TASK TO CARRY OUT - Only lines holding the word "since" are wanted from the records; copy all of them.

(Dataset entries)

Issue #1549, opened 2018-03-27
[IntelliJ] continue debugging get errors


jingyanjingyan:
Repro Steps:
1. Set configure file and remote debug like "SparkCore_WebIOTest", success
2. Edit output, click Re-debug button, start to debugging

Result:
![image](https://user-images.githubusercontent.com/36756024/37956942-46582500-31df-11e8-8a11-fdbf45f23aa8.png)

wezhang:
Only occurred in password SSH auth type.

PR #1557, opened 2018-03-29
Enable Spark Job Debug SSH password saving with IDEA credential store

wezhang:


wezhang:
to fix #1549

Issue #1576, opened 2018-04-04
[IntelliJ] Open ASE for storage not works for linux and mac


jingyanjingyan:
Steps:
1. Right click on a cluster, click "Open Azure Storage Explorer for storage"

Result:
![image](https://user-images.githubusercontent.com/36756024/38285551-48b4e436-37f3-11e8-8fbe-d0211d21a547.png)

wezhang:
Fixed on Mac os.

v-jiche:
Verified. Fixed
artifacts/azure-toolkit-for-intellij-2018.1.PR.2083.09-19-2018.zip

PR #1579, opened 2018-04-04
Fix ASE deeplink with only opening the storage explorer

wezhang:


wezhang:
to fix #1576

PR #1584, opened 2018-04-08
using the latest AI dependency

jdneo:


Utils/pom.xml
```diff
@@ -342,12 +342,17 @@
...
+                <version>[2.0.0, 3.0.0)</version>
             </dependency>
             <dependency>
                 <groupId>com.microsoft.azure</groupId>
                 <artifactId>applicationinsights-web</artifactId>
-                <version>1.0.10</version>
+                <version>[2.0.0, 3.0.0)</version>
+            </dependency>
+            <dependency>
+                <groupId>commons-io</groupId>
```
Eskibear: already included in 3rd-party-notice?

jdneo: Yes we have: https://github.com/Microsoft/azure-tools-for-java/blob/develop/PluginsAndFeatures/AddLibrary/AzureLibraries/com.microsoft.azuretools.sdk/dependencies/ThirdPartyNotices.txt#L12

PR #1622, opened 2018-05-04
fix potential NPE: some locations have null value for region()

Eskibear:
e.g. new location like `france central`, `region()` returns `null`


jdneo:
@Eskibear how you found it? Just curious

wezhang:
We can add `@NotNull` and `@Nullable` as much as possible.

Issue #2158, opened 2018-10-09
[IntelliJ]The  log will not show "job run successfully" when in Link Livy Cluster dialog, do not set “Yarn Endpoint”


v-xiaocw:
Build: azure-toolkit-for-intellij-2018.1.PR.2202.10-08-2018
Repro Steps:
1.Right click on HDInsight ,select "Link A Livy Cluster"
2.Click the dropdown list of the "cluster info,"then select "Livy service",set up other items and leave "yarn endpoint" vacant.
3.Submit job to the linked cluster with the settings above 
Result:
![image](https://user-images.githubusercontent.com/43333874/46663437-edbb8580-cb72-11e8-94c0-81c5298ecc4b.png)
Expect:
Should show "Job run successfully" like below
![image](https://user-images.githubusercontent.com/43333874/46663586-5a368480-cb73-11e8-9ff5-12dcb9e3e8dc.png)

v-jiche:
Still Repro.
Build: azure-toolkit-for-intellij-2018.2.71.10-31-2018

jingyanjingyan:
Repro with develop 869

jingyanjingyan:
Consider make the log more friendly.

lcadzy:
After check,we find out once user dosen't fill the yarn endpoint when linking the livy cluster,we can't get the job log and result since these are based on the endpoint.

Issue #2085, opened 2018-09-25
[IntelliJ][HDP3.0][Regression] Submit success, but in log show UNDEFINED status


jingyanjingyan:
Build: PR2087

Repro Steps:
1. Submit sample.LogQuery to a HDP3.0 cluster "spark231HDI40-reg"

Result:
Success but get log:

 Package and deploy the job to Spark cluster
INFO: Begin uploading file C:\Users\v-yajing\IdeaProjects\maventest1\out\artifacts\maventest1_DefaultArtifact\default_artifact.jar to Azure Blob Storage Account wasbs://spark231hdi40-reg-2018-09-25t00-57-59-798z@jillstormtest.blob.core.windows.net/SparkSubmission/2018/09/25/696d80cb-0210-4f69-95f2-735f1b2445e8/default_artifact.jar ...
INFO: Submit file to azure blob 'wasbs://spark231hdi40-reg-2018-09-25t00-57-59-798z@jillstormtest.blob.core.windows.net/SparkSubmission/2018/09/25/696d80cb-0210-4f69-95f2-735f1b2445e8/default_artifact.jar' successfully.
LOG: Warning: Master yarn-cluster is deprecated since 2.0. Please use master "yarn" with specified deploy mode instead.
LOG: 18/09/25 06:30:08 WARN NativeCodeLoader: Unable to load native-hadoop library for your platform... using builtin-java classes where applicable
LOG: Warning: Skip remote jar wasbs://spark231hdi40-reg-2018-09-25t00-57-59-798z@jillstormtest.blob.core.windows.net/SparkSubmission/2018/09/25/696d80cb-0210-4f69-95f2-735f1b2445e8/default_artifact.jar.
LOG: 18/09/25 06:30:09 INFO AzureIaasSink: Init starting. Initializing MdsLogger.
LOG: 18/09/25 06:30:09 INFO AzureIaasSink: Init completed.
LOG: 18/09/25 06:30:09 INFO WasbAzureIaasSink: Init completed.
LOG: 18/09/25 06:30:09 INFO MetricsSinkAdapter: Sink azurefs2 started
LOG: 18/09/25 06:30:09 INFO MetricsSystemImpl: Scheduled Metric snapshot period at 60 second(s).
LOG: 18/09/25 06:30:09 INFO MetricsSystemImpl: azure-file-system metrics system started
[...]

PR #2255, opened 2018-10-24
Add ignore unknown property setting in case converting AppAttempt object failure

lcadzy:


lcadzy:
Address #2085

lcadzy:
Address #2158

SOLUTION TO THE PROBLEM -
After check,we find out once user dosen't fill the yarn endpoint when linking the livy cluster,we can't get the job log and result since these are based on the endpoint.
LOG: Warning: Master yarn-cluster is deprecated since 2.0. Please use master "yarn" with specified deploy mode instead.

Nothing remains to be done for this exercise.